▸ Requirement
Only the lines with the string "switch" are needed; return each of them from the entries below.
== == ==
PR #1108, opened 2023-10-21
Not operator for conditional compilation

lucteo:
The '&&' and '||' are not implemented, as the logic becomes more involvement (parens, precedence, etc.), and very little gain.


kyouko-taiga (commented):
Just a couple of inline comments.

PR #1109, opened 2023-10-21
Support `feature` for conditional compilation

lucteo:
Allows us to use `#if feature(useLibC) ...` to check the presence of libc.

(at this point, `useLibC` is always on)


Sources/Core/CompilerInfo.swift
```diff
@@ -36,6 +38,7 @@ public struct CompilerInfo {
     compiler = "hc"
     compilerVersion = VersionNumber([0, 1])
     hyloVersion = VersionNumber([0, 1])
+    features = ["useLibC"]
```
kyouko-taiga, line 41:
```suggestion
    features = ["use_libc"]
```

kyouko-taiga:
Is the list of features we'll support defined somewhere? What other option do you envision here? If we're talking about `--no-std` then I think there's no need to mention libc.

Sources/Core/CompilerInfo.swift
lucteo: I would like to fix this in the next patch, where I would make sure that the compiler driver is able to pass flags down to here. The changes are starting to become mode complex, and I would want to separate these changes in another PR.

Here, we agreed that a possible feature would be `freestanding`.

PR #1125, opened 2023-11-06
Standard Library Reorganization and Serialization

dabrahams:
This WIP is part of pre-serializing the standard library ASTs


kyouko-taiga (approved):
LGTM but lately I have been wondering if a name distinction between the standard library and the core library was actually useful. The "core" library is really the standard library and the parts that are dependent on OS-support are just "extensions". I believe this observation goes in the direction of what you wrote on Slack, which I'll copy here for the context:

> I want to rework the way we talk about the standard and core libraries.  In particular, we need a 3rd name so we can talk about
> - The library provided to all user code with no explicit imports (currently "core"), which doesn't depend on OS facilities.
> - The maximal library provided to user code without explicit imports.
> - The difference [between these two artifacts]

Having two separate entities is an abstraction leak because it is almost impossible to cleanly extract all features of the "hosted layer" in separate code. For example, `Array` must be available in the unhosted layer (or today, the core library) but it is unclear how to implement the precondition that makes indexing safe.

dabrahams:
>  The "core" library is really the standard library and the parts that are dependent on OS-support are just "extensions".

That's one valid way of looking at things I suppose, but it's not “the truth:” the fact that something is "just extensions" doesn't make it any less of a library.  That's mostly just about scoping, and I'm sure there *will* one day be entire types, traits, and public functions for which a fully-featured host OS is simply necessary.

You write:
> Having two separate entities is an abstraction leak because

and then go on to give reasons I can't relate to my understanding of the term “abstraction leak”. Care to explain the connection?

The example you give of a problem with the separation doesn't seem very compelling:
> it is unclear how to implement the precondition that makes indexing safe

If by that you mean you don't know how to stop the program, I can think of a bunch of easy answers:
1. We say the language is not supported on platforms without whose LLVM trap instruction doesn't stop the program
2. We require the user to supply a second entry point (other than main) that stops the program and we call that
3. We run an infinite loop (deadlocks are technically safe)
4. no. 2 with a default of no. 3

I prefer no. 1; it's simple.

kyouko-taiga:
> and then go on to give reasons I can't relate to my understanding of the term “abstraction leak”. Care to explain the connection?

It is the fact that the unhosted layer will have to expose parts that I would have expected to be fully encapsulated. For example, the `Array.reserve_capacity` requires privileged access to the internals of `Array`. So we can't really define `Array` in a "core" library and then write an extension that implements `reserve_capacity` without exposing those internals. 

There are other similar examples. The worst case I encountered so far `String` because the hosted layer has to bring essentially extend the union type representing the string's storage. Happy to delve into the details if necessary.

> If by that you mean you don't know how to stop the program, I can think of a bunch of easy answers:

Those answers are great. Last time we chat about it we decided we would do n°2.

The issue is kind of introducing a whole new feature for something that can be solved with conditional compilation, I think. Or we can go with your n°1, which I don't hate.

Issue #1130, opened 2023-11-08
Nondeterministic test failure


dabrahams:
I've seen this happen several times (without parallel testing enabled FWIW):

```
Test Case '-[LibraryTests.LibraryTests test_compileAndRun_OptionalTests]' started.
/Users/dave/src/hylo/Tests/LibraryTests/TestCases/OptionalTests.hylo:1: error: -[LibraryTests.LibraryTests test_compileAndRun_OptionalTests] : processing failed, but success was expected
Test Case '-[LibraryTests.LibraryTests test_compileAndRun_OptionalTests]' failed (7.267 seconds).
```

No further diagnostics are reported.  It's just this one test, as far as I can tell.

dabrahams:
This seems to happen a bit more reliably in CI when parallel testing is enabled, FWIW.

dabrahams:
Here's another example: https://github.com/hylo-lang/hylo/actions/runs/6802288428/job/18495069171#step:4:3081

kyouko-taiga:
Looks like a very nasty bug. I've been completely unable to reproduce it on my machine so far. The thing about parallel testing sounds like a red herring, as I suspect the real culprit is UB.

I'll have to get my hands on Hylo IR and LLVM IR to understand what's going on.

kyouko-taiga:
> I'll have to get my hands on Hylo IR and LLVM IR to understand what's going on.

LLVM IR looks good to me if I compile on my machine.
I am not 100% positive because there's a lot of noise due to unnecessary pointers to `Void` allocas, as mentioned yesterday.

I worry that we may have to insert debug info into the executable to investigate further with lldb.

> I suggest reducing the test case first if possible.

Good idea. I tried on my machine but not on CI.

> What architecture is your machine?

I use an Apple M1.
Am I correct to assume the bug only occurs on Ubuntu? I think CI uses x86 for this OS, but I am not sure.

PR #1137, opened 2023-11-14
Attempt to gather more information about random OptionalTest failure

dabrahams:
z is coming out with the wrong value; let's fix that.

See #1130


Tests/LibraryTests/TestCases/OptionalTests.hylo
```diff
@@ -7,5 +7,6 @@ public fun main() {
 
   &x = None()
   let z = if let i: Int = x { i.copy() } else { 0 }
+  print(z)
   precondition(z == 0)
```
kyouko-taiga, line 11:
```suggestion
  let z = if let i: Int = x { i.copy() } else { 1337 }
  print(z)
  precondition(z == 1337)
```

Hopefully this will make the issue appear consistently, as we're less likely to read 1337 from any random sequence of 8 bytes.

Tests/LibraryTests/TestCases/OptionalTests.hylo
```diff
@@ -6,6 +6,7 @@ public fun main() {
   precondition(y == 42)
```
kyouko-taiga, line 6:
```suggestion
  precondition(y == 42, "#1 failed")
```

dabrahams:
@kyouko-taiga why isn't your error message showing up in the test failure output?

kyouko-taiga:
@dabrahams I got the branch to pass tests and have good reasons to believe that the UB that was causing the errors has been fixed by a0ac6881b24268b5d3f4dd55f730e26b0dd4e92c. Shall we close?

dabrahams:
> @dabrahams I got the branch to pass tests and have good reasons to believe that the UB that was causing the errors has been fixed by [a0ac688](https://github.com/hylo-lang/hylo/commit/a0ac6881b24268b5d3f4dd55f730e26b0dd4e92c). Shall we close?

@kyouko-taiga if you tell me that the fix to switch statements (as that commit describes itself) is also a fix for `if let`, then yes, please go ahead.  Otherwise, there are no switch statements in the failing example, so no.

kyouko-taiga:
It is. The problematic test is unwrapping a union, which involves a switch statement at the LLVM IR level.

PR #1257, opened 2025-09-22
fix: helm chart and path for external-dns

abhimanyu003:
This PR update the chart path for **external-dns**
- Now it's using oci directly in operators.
== == ==
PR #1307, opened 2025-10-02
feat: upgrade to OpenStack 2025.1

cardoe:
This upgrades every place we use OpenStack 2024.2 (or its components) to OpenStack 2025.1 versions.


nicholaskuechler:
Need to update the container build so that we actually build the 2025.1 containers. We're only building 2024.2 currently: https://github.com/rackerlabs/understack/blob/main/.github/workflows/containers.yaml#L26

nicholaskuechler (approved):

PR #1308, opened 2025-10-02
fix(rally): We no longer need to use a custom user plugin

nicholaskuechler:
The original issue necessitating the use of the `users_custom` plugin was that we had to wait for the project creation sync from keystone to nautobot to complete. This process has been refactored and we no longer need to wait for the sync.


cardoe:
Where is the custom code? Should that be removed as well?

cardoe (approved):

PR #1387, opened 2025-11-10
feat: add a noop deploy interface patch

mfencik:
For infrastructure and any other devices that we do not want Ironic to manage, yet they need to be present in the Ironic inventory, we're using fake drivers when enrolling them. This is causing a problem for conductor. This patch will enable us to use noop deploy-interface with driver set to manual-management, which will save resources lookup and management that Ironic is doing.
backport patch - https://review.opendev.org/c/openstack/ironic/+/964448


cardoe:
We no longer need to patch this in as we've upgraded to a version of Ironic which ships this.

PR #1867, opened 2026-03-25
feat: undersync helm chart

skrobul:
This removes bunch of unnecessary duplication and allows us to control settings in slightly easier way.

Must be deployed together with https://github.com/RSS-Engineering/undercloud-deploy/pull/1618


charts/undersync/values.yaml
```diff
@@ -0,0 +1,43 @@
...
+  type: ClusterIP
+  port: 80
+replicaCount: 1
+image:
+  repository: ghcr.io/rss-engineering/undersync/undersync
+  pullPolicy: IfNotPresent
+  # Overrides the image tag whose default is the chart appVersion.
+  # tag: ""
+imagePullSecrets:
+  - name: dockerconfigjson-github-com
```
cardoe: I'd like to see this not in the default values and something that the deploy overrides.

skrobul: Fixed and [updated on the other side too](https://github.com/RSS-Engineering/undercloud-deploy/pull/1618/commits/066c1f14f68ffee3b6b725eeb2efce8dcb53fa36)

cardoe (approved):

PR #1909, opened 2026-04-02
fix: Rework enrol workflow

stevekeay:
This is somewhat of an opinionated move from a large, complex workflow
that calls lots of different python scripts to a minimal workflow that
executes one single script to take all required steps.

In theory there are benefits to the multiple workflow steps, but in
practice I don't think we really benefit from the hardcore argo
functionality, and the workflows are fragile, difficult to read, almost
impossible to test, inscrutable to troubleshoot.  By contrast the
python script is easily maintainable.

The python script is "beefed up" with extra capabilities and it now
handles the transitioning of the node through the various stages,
== == ==
▸ Written response
@kyouko-taiga if you tell me that the fix to switch statements (as that commit describes itself) is also a fix for `if let`, then yes, please go ahead.  Otherwise, there are no switch statements in the failing example, so no.
It is. The problematic test is unwrapping a union, which involves a switch statement at the LLVM IR level.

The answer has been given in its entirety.